How much speedup you get probably large depends on how will you implement the sorts: they need to be fast and cache sensitive. Almost certainly some type of cache-aware radix sort will work best.
Here are some notes on ways to improve this further:
Optimize the amount of sorting
You don't actually need to fully sort b. You just want to sort it "enough" such that the subsequent reads of a under the control of b' are more or less linear. For example, 16 elements fit in a cache line, so you don't need to sort based on the last 4 bits at all: the same linear sequence of cache lines will be read anyways. You could also sort on even fewer bits: e.g., if you ignored the 5 least-significant bits, you'd read cache lines in an "almost linear" way, sometimes swapping two cache lines from the perfectly linear pattern like: 0, 1, 3, 2, 5, 4, 6, 7. Here, you'll still get the full benefit of the L1 cache (subsequent reads to a cache line will always hit), and I suspect such a pattern would still be prefetched well and if not you can always help it with software prefetching.
You can test on your system what the optimal number of ignored bits is. Ignoring bits has two benefits:
Less work to do in the radix search, either from fewer passes needed or needing fewer buckets in one or more passes (which helps caching).
Potentially less work to do to "undo" the permutation in the last step: if the undo by examining the original index array b, ignoring bits means that you get the same savings when undoing the search.
Cache block the work
The above description lays out everything in several sequential, disjoint passes that each work on the entire data set. In practice, you'd probably want to interleave them to get better caching behavior. For example, assuming you use an MSD radix-256 sort, you might do the first pass, sorting the data into 256 buckets of approximately 256K elements each.
Then rather than doing the full second pass, you might finish sorting only the first (or first few) buckets, and proceed to do the read of a based on the resulting block of b'. You are guaranteed that this block is contiguous (i.e., a suffix of the final sorted sequence) so you don't give up any locality in the read, and your reads will generally be cached. You may also do the first pass of de-permuting o' since the block of o' is also hot in the cache (and perhaps you can combine the latter two phases into one loop).
Smart De-permutation
One area for optimization is how exactly the de-permutation of o' is implemented.
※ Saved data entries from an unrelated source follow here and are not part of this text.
PR #598, opened 2023-10-16
Rework GH testing actions to run only after code changes

### LINKED ISSUE #538: Run tests only after code changes
Currently, whole test suite is executed at every pull request however, we are doing some PR's that are not affecting the codebase, for example: 

- updating docs
- adding examples

It would be nice to execute tests only when code/dependencies were changed.

stloyd:
<h2>Change Log</h2>
<div id="change-log">
  <h4>Added</h4>
  <ul id="added">
    
  </ul> 
  <h4>Fixed</h4>  
  <ul id="fixed">
    
  </ul>
  <h4>Changed</h4>
  <ul id="changed">
    <li>Rework GH testing actions to run only after code changes</li>
  </ul>  
  <h4>Removed</h4>
  <ul id="removed">
    
  </ul>
  <h4>Deprecated</h4>
  <ul id="deprecated">
    
  </ul>  
  <h4>Security</h4> 
  <ul id="security">
    
  </ul>     
</div>
<hr/>

<h2>Description</h2>

Fixes #538

### DIFF
--- a/.github/workflows/test-suite.yml
+++ b/.github/workflows/test-suite.yml
@@ -2,9 +2,15 @@ name: Test Suite
 
 on:
   pull_request:
+    paths:
+      - '.github/workflows/**'
+      - 'src/adapter/**'
+      - 'src/core/**'
+      - 'src/lib/**'
+      - 'tools/**'
+      - 'composer.lock'
   push:
     branches: [ 1.x ]
-  schedule: [ { cron: '0 8 * * *' } ]
 
 jobs:
   static-analyze:
@@ -29,7 +35,7 @@ jobs:
       - name: "Install PHP"
         uses: "shivammathur/setup-php@v2"
         with:
-          coverage: pcov
+          coverage: none
           tools: composer:v2
           php-version: "${{ matrix.php-version }}"
           ini-values: memory_limit=-1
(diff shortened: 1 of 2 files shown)


.github/workflows/test-suite.yml
```diff
@@ -2,9 +2,15 @@ name: Test Suite
 
 on:
   pull_request:
+    paths:
+      - '.github/workflows/**'
```
norberttech, line 6: do we need it at all workflows changes, or just `test-suite.yml` here?

.github/workflows/test-benchmark.yml
```diff
@@ -2,6 +2,12 @@ name: Benchmark Suite
 
 on:
   pull_request:
+    paths:
```
norberttech, line 5: no workflows here?

.github/workflows/test-suite.yml
```diff
@@ -29,7 +35,7 @@ jobs:
       - name: "Install PHP"
         uses: "shivammathur/setup-php@v2"
         with:
-          coverage: pcov
+          coverage: none
```
norberttech, line 38: nice, that should speedup test suite a bit 👍

.github/workflows/test-suite.yml
stloyd: This was done because a test workflow is required for pull requests so it was hanging with a status pending

.github/workflows/test-benchmark.yml
stloyd: We can add it but as mentioned there is a workaround not as a requirement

In the description above, we assume some index array i initially with values [0, 1, 2, ..., max_q] which is sorted along with b. That's conceptually how it works, but you may not need to actually materialize i right away and sort it as auxillary data. In the first pass of the radix sort, for example, the value of i is implicitly known (since you are iterating through the data), so it could be calculated for free4 and written out during the first pass without every having appeared in sorted order.
There may also be more efficient ways to do the "unsort" operation than maintaining the full index. For example, the original unsorted b array conceptually has all the information needed to do the unsort, but it is clear to me how to use to efficiently unsort.
Is it be faster?
So will this actually be faster than the naive approach? It depends largely on implementation details especially including the efficiency of the implemented sort. On my hardware, the naive approach is processing about ~140 million elements per second. Online descriptions of cache-aware radix sorts seem to vary from perhaps 200 to 600 million elements/s, and since you need two of those, the opportunity for a big speedup would seem limited if you believe those numbers. On other hand, those numbers are from older hardware, and for slightly more general searches (e.g,. for all 32 bits of the key, while we may be able to use as few as 16 bits).
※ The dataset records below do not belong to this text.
PR #599, opened 2023-10-16
Reduced total available memory to make sure that MemorySort is doing a fallback to cache

norberttech:
<h2>Change Log</h2>
<div id="change-log">
  <h4>Added</h4>
  <ul id="added">
    
  </ul> 
  <h4>Fixed</h4>  
  <ul id="fixed">
    <li>Reduced total available memory to make sure that MemorySort is doing a fallback to cache</li>
  </ul>
  <h4>Changed</h4>
  <ul id="changed">
    
  </ul>  
  <h4>Removed</h4>
  <ul id="removed">
    
  </ul>
  <h4>Deprecated</h4>
  <ul id="deprecated">
    
  </ul>  
  <h4>Security</h4> 
  <ul id="security">
    
  </ul>     
</div>
<hr/>

<h2>Description</h2>


norberttech:
It seems that this can happen when current memory consumption is not exceeding the available limit, then whole sorting occurs in memory, and cache is not used at all, and the failing test is about the cache usage. 
What I still don't understand is why it started just now, but it might be related to optimizations of NativeEntryFactory.

PR #611, opened 2023-10-18
Added RLEBigPackingHybrid encode function

norberttech:
<h2>Change Log</h2>
<div id="change-log">
  <h4>Added</h4>
  <ul id="added">
    <li>RLEBigPackingHybrid encode function</li>
  </ul> 
  <h4>Fixed</h4>  
  <ul id="fixed">
    
  </ul>
  <h4>Changed</h4>
  <ul id="changed">
    
  </ul>  
  <h4>Removed</h4>
  <ul id="removed">
    
  </ul>
  <h4>Deprecated</h4>
  <ul id="deprecated">
    
  </ul>  
  <h4>Security</h4> 
  <ul id="security">
    
  </ul>     
</div>
<hr/>

<h2>Description</h2>

We need this to implement parquet file writer, it's also a pretty cool standalone algo that can be used to reduce the amount of space needed for storing integers. 

More details here: https://parquet.apache.org/docs/file-format/data-pages/encodings/#RLE

I also slightly improved reading RLE_DICTIONARY encoded data pages by simplifying reading conditions that relays on the expected number of items rather than data length and item numbers.

### DIFF
--- a/src/lib/parquet/src/Flow/Parquet/BinaryWriter/BinaryBufferWriter.php
+++ b/src/lib/parquet/src/Flow/Parquet/BinaryWriter/BinaryBufferWriter.php
@@ -1,0 +1,119 @@
+<?php declare(strict_types=1);
+
+namespace Flow\Parquet\BinaryWriter;
+
+use Flow\Parquet\BinaryWriter;
+use Flow\Parquet\ByteOrder;
+use Flow\Parquet\DataSize;
+
+final class BinaryBufferWriter implements BinaryWriter
+{
+    private DataSize $length;
+
+    public function __construct(private string &$buffer, private readonly ByteOrder $byteOrder = ByteOrder::LITTLE_ENDIAN)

Only a careful implementation will determine if it is feasible, and feasibility also depends on the hardware. For example, on hardware that can't sustain as much MLP, the sorting-unsorting approach becomes relatively more favorable.
The best approach also depends on the relative values of max_n and max_q. For example, if max_n >> max_q, then the reads will be "sparse" even with optimal sorting, so the naive approach would be better. On the other hand if max_n << max_q, then the same index will usually be read many times, so the sorting approach will have good read locality, the sorting steps will themselves have better locality, and further optimizations which handle duplicate reads explicitly may be possible.
Multiple Cores
It isn't clear from the question whether you are interested in parallelizing this. The naive solution for foo() already does admit a "straightforward" parallelization where you simply partition the a and b arrays into equal sized chunks, on for each thread, which would seem to provide a perfect speedup. Unfortunately, you'll probably find that you get much worse than linear scaling, because you'll be running into resource contention in the memory controller and associated uncore/offcore resources which are shared between all cores on a socket. So it isn't clear how much more throughput you'll get for a purely parallel random read load to memory as you add more cores6.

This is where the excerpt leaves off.